WHAT YOU HAVE TO DO - Filter the entries and keep only the lines where the string "files" appears.

DATA FOR THIS EXERCISE -
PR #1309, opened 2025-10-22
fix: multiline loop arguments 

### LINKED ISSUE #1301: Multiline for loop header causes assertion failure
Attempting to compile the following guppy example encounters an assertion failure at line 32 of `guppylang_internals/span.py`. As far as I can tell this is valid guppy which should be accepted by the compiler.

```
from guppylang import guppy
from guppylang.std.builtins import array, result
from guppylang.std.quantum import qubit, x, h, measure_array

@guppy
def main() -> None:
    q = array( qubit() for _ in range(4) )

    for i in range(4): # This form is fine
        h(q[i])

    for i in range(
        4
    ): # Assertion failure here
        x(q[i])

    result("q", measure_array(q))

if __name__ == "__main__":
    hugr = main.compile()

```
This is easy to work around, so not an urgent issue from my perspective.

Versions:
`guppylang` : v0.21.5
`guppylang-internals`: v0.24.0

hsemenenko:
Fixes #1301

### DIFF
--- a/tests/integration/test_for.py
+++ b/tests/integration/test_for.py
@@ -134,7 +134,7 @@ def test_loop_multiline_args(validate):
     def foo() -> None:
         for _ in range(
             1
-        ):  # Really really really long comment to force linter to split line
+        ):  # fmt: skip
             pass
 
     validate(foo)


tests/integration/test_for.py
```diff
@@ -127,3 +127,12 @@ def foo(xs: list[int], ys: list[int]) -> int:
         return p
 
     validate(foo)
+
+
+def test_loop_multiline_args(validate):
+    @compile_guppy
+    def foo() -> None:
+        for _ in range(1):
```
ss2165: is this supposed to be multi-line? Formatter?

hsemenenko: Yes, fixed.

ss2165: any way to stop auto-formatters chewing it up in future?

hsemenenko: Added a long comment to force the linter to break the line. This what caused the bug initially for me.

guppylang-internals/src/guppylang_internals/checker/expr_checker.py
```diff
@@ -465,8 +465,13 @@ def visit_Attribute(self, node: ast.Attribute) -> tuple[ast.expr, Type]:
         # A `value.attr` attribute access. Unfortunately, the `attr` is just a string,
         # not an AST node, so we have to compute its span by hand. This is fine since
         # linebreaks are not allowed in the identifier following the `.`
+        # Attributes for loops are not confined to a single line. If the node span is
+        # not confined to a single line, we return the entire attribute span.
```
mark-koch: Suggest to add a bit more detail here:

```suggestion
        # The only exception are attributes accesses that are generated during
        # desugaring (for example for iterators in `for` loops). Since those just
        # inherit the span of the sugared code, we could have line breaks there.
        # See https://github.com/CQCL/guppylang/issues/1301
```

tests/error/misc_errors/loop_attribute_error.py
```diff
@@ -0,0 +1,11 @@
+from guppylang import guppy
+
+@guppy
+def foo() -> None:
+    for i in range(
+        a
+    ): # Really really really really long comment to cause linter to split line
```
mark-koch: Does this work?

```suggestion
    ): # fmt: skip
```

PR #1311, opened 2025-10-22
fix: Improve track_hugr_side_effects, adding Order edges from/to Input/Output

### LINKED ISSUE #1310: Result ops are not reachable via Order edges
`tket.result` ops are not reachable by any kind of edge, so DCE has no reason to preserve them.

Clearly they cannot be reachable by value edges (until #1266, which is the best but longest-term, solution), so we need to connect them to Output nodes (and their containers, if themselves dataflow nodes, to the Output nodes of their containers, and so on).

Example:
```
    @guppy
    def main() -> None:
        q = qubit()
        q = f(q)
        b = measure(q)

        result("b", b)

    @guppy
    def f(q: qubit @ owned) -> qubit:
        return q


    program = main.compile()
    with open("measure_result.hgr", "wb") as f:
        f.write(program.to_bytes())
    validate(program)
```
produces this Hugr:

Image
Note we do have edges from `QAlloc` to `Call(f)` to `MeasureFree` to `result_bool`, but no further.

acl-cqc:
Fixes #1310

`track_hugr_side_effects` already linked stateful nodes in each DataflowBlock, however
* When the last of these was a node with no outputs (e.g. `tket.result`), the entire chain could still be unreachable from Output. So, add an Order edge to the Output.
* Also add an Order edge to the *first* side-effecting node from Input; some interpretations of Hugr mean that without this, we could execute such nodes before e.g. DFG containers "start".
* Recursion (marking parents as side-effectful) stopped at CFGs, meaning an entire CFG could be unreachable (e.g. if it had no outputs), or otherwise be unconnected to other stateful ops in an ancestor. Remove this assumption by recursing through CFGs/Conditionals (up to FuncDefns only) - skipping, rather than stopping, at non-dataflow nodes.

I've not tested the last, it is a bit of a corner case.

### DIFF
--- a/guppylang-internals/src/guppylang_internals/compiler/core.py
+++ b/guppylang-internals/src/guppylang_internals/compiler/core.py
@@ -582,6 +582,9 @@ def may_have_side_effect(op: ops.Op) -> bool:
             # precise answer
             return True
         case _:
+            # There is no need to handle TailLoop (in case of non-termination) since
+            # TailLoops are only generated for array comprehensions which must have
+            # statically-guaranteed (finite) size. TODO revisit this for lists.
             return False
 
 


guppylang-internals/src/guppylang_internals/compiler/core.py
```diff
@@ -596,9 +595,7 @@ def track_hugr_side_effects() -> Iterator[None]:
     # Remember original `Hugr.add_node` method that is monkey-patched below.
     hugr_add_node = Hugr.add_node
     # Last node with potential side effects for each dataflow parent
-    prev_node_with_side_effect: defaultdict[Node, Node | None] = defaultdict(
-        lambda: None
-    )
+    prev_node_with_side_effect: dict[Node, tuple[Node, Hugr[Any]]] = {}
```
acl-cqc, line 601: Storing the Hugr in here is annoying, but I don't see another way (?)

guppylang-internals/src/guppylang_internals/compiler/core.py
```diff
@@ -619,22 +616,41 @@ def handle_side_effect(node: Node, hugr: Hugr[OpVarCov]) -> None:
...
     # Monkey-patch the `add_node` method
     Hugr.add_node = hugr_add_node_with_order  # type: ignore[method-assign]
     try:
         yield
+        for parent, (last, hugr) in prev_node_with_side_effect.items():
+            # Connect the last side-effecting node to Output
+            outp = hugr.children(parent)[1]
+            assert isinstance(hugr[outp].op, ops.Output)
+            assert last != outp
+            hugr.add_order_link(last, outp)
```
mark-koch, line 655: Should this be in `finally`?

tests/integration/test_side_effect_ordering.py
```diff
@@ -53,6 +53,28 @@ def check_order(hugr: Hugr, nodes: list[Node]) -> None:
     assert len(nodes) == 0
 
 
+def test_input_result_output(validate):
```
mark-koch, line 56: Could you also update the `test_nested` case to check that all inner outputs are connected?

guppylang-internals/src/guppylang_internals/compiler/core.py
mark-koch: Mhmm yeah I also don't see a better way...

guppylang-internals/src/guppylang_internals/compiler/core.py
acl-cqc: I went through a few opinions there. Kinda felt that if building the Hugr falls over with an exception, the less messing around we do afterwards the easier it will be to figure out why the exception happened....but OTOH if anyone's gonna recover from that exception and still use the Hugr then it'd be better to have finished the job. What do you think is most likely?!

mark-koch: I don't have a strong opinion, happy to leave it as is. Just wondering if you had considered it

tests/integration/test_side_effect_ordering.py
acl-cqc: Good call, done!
---
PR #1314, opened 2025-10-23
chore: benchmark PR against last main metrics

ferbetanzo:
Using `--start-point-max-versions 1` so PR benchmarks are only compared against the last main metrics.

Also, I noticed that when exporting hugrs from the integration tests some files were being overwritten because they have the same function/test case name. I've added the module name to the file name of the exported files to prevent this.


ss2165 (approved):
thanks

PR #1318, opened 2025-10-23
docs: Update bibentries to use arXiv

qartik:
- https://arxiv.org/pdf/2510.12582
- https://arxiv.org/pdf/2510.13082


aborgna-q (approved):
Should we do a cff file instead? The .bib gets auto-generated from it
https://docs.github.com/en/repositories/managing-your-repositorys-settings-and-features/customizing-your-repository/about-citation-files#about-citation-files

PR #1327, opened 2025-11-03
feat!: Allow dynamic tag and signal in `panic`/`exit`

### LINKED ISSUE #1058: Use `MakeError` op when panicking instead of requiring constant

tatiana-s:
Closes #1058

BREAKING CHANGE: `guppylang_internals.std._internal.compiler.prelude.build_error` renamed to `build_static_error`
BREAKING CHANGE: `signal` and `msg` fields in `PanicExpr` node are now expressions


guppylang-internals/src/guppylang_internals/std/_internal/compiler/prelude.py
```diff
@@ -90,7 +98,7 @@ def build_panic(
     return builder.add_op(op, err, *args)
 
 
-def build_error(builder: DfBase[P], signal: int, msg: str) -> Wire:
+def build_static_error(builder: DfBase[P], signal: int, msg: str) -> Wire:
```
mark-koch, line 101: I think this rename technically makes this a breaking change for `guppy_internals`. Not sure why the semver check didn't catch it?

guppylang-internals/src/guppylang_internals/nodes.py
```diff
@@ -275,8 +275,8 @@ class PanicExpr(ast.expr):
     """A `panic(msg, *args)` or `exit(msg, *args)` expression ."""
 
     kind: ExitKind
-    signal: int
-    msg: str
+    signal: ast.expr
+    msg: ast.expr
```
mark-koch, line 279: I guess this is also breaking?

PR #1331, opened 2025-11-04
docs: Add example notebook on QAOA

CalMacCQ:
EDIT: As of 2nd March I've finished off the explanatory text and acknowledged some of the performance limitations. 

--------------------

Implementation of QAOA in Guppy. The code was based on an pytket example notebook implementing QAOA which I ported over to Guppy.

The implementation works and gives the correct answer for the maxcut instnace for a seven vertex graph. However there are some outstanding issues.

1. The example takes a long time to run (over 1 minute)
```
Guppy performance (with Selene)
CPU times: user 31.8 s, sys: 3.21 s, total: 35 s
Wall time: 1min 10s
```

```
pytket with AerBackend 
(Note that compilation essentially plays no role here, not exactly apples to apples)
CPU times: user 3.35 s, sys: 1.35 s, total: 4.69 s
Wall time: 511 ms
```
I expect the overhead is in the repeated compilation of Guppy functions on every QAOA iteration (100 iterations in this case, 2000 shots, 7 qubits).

RESPONSE AREA -
Also, I noticed that when exporting hugrs from the integration tests some files were being overwritten because they have the same function/test case name. I've added the module name to the file name of the exported files to prevent this.
https://docs.github.com/en/repositories/managing-your-repositorys-settings-and-features/customizing-your-repository/about-citation-files#about-citation-files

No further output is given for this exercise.